[Stored items from a collection]
______________________________
Issue #492, opened 2023-03-23
[BUG] Using --wasmcloud-start-only with wash up does not find locally installed versions


vados-cosmonic:
**Describe the bug**
When trying to test a local `wasmcloud-otp` version, `wash up --wasmcloud-version <local version>` does not find versions that have been installed to `~/.wash/downloads` when `--wasmcloud-start-only` is used.

The [related code](https://github.com/wasmCloud/wash/blob/462364d5d294b3527ebe022f942961a98a63784b/src/up/mod.rs#L289) seems to indicate that using the flag causes a failure to *always* occur.

**To Reproduce**
1. Build a custom version of `wasmcloud-otp` (i.e. run `make release` in `wasmcloud-otp/wasmcloud_host`
1. Install the custom version to `~/.wash/downloads` (ex. `~/.wash/downloads/v0.63.0`)
1. Attempt to run `wash up --wasmcloud-version <local version> --wasmcloud-start-only`

**Expected behavior**
`wash up` should recognize the custom version that has been added to `~/.wash/downloads`, with `--wasmcloud-start-only` specified.

**Screenshots**

N/A

**Environment (please complete the following information) **
 - OS: Linux
 - Shell: Bash
 - `wash` Version `v0.16.2`

**Additional context**

N/A

connorsmith256:
Unmarked as stale. This one is still an issue 🙏

PR #527, opened 2023-04-25
Feat: Resurrect multiple wasmcloud hosts

### LINKED ISSUE #464: [FEATURE] Allow wash up to spin up multiple wasmCloud hosts in quick succession

Right now, when `wash up` runs, it uses the same ports and resources (ports for NATS for example) which means that starting more than one instance requires setting different ENV variables.

Modfiy `wash` such that `wash up` can be run multiple times in quick succession to run multiple wasmCloud hosts.

Alternatively, we could update the documentation to more clearly call out how to use ENV variables properly to run multiple hosts.

**Additional context**

Connor worked on this in the past, so there is some support (ENV vars), may need to be reworked/expanded.

aish-where-ya:
## Feature: Resurrect multiple local wasmcloud hosts successively. 
These hosts can be in detached or interactive mode.
The default NATS port is 4222 and the unless explicitly specified, the hosts will use ports from 4000 to 5000.

Usage: 
To spin a host run `wash up` or `wash up -d`. Specify the host port with `dashboard-port` flag.

To spin a host down, run `wash down --host-id <HOST-ID>` with the respective host-id or `wash down --all` for shutting down all hosts. The host-id can be obtained from `wash ctl get hosts`.

Details:
This host-id is generated using the `WASMCLOUD_HOST_SEED` environment variable. Unless specified by the user, a new n-keys key-pair is generated where the seed is passed on to this variable. A public key is generated and stored as `RELEASE_NODE` which is used to uniquely identify each host. The `RELEASE_NODE` is the host-id that the user gets on running `wash ctl get hosts`. 
When resurrecting consecutive hosts, if a NATS server is already running and a PID file exists, the consecutive hosts attach to this NATS server.

## Related Issues
Fixes #464 

## Release Information
Next

## Consumer Impact
The method to operate `wash up` and `wash down` will change with added options.

## Testing
Locally tested

Built on platform(s)
- [ ] x86_64-linux
- [ ] aarch64-linux
- [ ] x86_64-darwin
- [x ] aarch64-darwin
- [ ] x86_64-windows

Tested on platform(s)
- [ ] x86_64-linux
- [ ] aarch64-linux
- [ ] x86_64-darwin
- [x] aarch64-darwin
- [ ] x86_64-windows

### Unit Test(s)
NA

### Acceptance or Integration
NA

### Manual Verification
Manually verified!

### DIFF
--- a/crates/wash-lib/src/start/wasmcloud.rs
+++ b/crates/wash-lib/src/start/wasmcloud.rs
@@ -212,6 +212,26 @@ where
         )),
     }
 }
+
+pub async fn is_wasmcloud_running<P>(bin_path: P, host_id: String) -> Result<bool>
+where
+    P: AsRef<Path>,
+{
+    if let Ok(output) = Command::new(bin_path.as_ref())
+        .arg("pid")
+        .env("RELEASE_NODE", host_id)
+        .output()
+        .await
+    {
+        // Stderr will include :nodedown if no other host is running, otherwise
+        // stdout will contain the PID
+        if String::from_utf8_lossy(&output.stderr).contains(":nodedown") {
+            return Ok(false);
+        }
+    }
+    Ok(true)
+}
+
 /// Helper function to start a wasmCloud host given the path to the elixir release script
 /// /// # Arguments
 ///
@@ -231,10 +251,10 @@ where
     S: Into<Stdio>,
 {
     // If we can connect to the local port, a wasmCloud host won't be able to listen on that port
-    let port = env_vars
-        .get("WASMCLOUD_DASHBOARD_PORT")
-        .cloned()
-        .unwrap_or_else(|| "4000".to_string());
+    let port = match env_vars.get("WASMCLOUD_DASHBOARD_PORT").cloned() {
+        Some(port) => port,
+        None => return Err(anyhow!("wasmCloud host port is not set")),
+    };
     if tokio::net::TcpStream::connect(format!("localhost:{port}"))
         .await
         .is_ok()
--- a/crates/wash-lib/src/start/wasmcloud.rs
+++ b/crates/wash-lib/src/start/wasmcloud.rs
@@ -253,7 +253,7 @@ where
     // If we can connect to the local port, a wasmCloud host won't be able to listen on that port
     let port = match env_vars.get("WASMCLOUD_DASHBOARD_PORT").cloned() {
         Some(port) => port,
-        None => return Err(anyhow!("wasmCloud host port is not set")),
+        None => "4000".to_string(),
     };
     if tokio::net::TcpStream::connect(format!("localhost:{port}"))
         .await
--- a/src/down/mod.rs
+++ b/src/down/mod.rs
@@ -3,7 +3,7 @@ use std::path::{Path, PathBuf};
 use std::process::{Output, Stdio};
 use std::time::Duration;
 
-use anyhow::Result;
+use anyhow::{bail, Result};
 use clap::Parser;
 use serde_json::json;
 use tokio::process::Command;
@@ -13,9 +13,16 @@ use wash_lib::start::{find_wasmcloud_binary, NATS_SERVER_BINARY, NATS_SERVER_PID
 use crate::appearance::spinner::Spinner;
 use crate::cfg::cfg_dir;
 use crate::up::{DOWNLOADS_DIR, WASMCLOUD_PID_FILE};
+use crate::util::get_wasmcloud_hosts;
 
 #[derive(Parser, Debug, Clone)]
-pub(crate) struct DownCommand {}
+pub(crate) struct DownCommand {
+    #[clap(long = "host-id")]
+    pub host_id: Option<String>,
+
+    #[clap(long = "all")]
+    pub all: bool,
+}
 
 pub(crate) async fn handle_command(
     command: DownCommand,
@@ -41,36 +48,110 @@ pub(crate) async fn handle_down(
     let host_bin = find_wasmcloud_binary(&install_dir, &version)
         .await
         .ok_or_else(|| anyhow::anyhow!("Couldn't find path to wasmCloud binary. Is it running?"))?;
-    if host_bin.is_file() {
-        sp.update_spinner_message(" Stopping host ...".to_string());
-        if let Ok(output) = stop_wasmcloud(host_bin).await {
+
+    let mut stopped_hosts = 0;
+    let hosts = get_wasmcloud_hosts(host_bin.clone()).await?;
+
+    if hosts.is_empty() {
+        sp.println("No local wasmCloud hosts detected.");
+    } else if let Some(host_id) = _cmd.host_id {
+        let host = match hosts.iter().find(|h| h.id == host_id) {
+            Some(host) => host,
+            None => bail!("Host {} is not running", host_id),
+        };
+        sp.update_spinner_message(format!("Stopping host {}...", host.id));
+        if let Ok(output) = stop_wasmcloud(&host_bin, Some(host.id.to_string())).await {
             if output.stderr.is_empty() && output.stdout.is_empty() {
                 // if there was a host running, 'stop' has no output.
                 // Give it time to stop before stopping nats
                 tokio::time::sleep(Duration::from_secs(6)).await;
-                out_json.insert("host_stopped".to_string(), json!(true));
-                out_text.push_str("✅ wasmCloud host stopped successfully\n");
+                stopped_hosts += 1;
+                out_json.insert("host_stopped".to_string(), json!(host.id));
+                out_text.push_str(&format!(
+                    "✅ wasmCloud host {} stopped successfully\n",
+                    host_id,
+                ));
             } else {
-                out_json.insert("host_stopped".to_string(), json!(true));
-                out_text.push_str(
-                    "🤔 Host did not appear to be running, assuming it's already stopped\n",
-                );
+                out_json.insert("host_stopped".to_string(), json!(host.id));
+                out_text.push_str(&format!(
+                    "🤔 Host {} did not appear to be running, assuming it's already stopped\n",
+                    host_id
+                ));
+            }
+        };
+    } else if hosts.len() == 1 {
+        let host = hosts.first().unwrap();
+        sp.update_spinner_message(format!("Stopping host {}...", host.id));
+        if let Ok(output) = stop_wasmcloud(&host_bin, Some(host.id.to_string())).await {
+            if output.stderr.is_empty() && output.stdout.is_empty() {
+                // if there was a host running, 'stop' has no output.
+                // Give it time to stop before stopping nats
+                tokio::time::sleep(Duration::from_secs(6)).await;
+                stopped_hosts += 1;
+                out_json.insert("host_stopped".to_string(), json!(host.id));
+                out_text.push_str(&format!(
+                    "✅ wasmCloud host {} stopped successfully\n",
+                    host.id,
+                ));
+            } else {
+                out_json.insert("host_stopped".to_string(), json!(host.id));
+                out_text.push_str(&format!(
+                    "🤔 Host {} did not appear to be running, assuming it's already stopped\n",
+                    host.id
+                ));
             }
         }
+    } else if _cmd.all {
+        for (i, host) in hosts.iter().enumerate() {
+            sp.update_spinner_message(format!(
+                "Stopping host {} ({}/{})...",
+                host.id,
+                i + 1,
+                hosts.len()
+            ));
+            if let Ok(output) = stop_wasmcloud(&host_bin, Some(host.id.to_string())).await {
+                if output.stderr.is_empty() && output.stdout.is_empty() {
+                    // if there was a host running, 'stop' has no output.
+                    // Give it time to stop before stopping nats
+                    tokio::time::sleep(Duration::from_secs(6)).await;
+                    stopped_hosts += 1;
+                    out_json.insert("host_stopped".to_string(), json!(host.id));
+                    out_text.push_str(&format!(
+                        "✅ wasmCloud host {} stopped successfully\n",
+                        host.id,
+                    ));
+                } else {
+                    out_json.insert("host_stopped".to_string(), json!(host.id));
+                    out_text.push_str(&format!(
+                        "🤔 Host {} did not appear to be running, assuming it's already stopped\n",
+                        host.id
+                    ));
+                }
+            }
+        }
+    } else {
+        bail!(
+            "Detected multiple wasmCloud hosts. Specify a host with --host-id [hostID], or use --all\nTo see your hosts, run wash ctl get hosts."
+        )
     }
 
-    let nats_bin = install_dir.join(NATS_SERVER_BINARY);
-    if nats_bin.is_file() {
-        sp.update_spinner_message(" Stopping NATS server ...".to_string());
-        if let Err(e) = stop_nats(install_dir).await {
-            out_json.insert("nats_stopped".to_string(), json!(false));
-            out_text.push_str(&format!(
-                "❌ NATS server did not stop successfully: {e:?}\n"
-            ));
-        } else {
-            out_json.insert("nats_stopped".to_string(), json!(true));
-            out_text.push_str("✅ NATS server stopped successfully\n");
+    if stopped_hosts == hosts.len() {
+        let nats_bin = install_dir.join(NATS_SERVER_BINARY);
+        if nats_bin.is_file() {
+            sp.update_spinner_message(" Stopping NATS server ...".to_string());
+            if let Err(e) = stop_nats(install_dir).await {
+                out_json.insert("nats_stopped".to_string(), json!(false));
+                out_text.push_str(&format!(
+                    "❌ NATS server did not stop successfully: {e:?}\n"
+                ));
+            } else {
+                out_json.insert("nats_stopped".to_string(), json!(true));
+                out_text.push_str("✅ NATS server stopped successfully\n");
+            }
         }
+    } else {
+        out_json.insert("nats_stopped".to_string(), json!(false));
+        out_text.push_str("NATS server is still running\n");
     }
 
     out_json.insert("success".to_string(), json!(true));
@@ -81,13 +162,14 @@ pub(crate) async fn handle_down(
 }
 
 /// Helper function to send wasmCloud the `stop` command and wait for it to clean up
-pub(crate) async fn stop_wasmcloud<P>(bin_path: P) -> Result<Output>
+pub(crate) async fn stop_wasmcloud<P>(bin_path: P, host_id: Option<String>) -> Result<Output>
 where
     P: AsRef<Path>,
 {
     Command::new(bin_path.as_ref())
         .stdout(Stdio::piped())
         .arg("stop")
+        .env("RELEASE_NODE", host_id.unwrap_or("".to_string()))
         .output()
         .await
         .map_err(anyhow::Error::from)
--- a/src/down/mod.rs
+++ b/src/down/mod.rs
@@ -8,15 +8,49 @@ use clap::Parser;
 use serde_json::json;
 use tokio::process::Command;
 use wash_lib::cli::{CommandOutput, OutputKind};
-use wash_lib::start::{find_wasmcloud_binary, NATS_SERVER_BINARY, NATS_SERVER_PID};
+use wash_lib::config::{DEFAULT_NATS_HOST, DEFAULT_NATS_PORT};
+use wash_lib::start::{find_wasmcloud_binary, nats_pid_path, NATS_SERVER_BINARY};
 
 use crate::appearance::spinner::Spinner;
 use crate::cfg::cfg_dir;
-use crate::up::{DOWNLOADS_DIR, WASMCLOUD_PID_FILE};
-use crate::util::get_wasmcloud_hosts;
+use crate::up::{
+    DEFAULT_LATTICE_PREFIX, DOWNLOADS_DIR, RELEASE_NODE, WASMCLOUD_CTL_CREDSFILE,
+    WASMCLOUD_CTL_HOST, WASMCLOUD_CTL_JWT, WASMCLOUD_CTL_PORT, WASMCLOUD_CTL_SEED,
+    WASMCLOUD_LATTICE_PREFIX, WASMCLOUD_PID_FILE,
+};
+use crate::util::{get_wasmcloud_hosts, nats_client_from_opts};
 
 #[derive(Parser, Debug, Clone)]
 pub(crate) struct DownCommand {
+    /// A lattice prefix is a unique identifier for a lattice, and is frequently used within NATS topics to isolate messages from different lattices
+    #[clap(
+        short = 'x',
+        long = "lattice-prefix",
+        default_value = DEFAULT_LATTICE_PREFIX,
+        env = WASMCLOUD_LATTICE_PREFIX,
+    )]
+    pub(crate) lattice_prefix: String,
+
+    /// An IP address or DNS name to use to connect to NATS for Control Interface (CTL) messages, defaults to the value supplied to --nats-host if not supplied
+    #[clap(long = "ctl-host", env = WASMCLOUD_CTL_HOST)]
+    pub(crate) ctl_host: Option<String>,
+
+    /// A port to use to connect to NATS for CTL messages, defaults to the value supplied to --nats-port if not supplied
+    #[clap(long = "ctl-port", env = WASMCLOUD_CTL_PORT)]
+    pub(crate) ctl_port: Option<u16>,
+
+    /// Convenience flag for CTL authentication, internally this parses the JWT and seed from the credsfile
+    #[clap(long = "ctl-credsfile", env = WASMCLOUD_CTL_CREDSFILE)]
+    pub(crate) ctl_credsfile: Option<PathBuf>,
+
+    /// A seed nkey to use to authenticate to NATS for CTL messages
+    #[clap(long = "ctl-seed", env = WASMCLOUD_CTL_SEED, requires = "ctl_jwt")]
+    pub(crate) ctl_seed: Option<String>,
+
+    /// A user JWT to use to authenticate to NATS for CTL messages
+    #[clap(long = "ctl-jwt", env = WASMCLOUD_CTL_JWT, requires = "ctl_seed")]
+    pub(crate) ctl_jwt: Option<String>,
+
     #[clap(long = "host-id")]
     pub host_id: Option<String>,
 
@@ -32,7 +66,7 @@ pub(crate) async fn handle_command(
 }
 
 pub(crate) async fn handle_down(
-    _cmd: DownCommand,
+    cmd: DownCommand,
     output_kind: OutputKind,
 ) -> Result<CommandOutput> {
     let install_dir = cfg_dir()?.join(DOWNLOADS_DIR);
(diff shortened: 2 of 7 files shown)


aish-where-ya:
To be discussed:
Consider a host is spun up in interactive mode and consecutive hosts are spun in interactive/detached mode.
When Ctrl+C is hit in the terminal that runs the first interactive host (that also spins NATS), NATS is killed as soon as Ctrl+C is hit. The expected behavior here is for the host to stop but NATS to keep running.

This case is encountered only in this specific case.

This results in zombie processes if the interactive host was the first one to be run and NATS was spawned along with this first host. The zombie processes are the other hosts that were connected to this NATS server. This is because NATS was the initial process and the host was spun using `group_spawn` on UNIX or `spawn` on Windows that returns a child process group or child process respectively. More inspection is needed on this and how do we want the expected/ideal behavior here to be.

src/down/mod.rs
```diff
@@ -41,36 +48,110 @@ pub(crate) async fn handle_down(
...
+        let host = match hosts.iter().find(|h| h.id == host_id) {
+            Some(host) => host,
+            None => bail!("Host {} is not running", host_id),
+        };
+        sp.update_spinner_message(format!("Stopping host {}...", host.id));
+        if let Ok(output) = stop_wasmcloud(&host_bin, Some(host.id.to_string())).await {
+            if output.stderr.is_empty() && output.stdout.is_empty() {
+                // if there was a host running, 'stop' has no output.
+                // Give it time to stop before stopping nats
+                tokio::time::sleep(Duration::from_secs(6)).await;
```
______________________________
From the first line of the data above through the line containing "When trying to", repeat each line exactly, and add nothing.

Issue #492, opened 2023-03-23
[BUG] Using --wasmcloud-start-only with wash up does not find locally installed versions


vados-cosmonic:
**Describe the bug**
When trying to test a local `wasmcloud-otp` version, `wash up --wasmcloud-version <local version>` does not find versions that have been installed to `~/.wash/downloads` when `--wasmcloud-start-only` is used.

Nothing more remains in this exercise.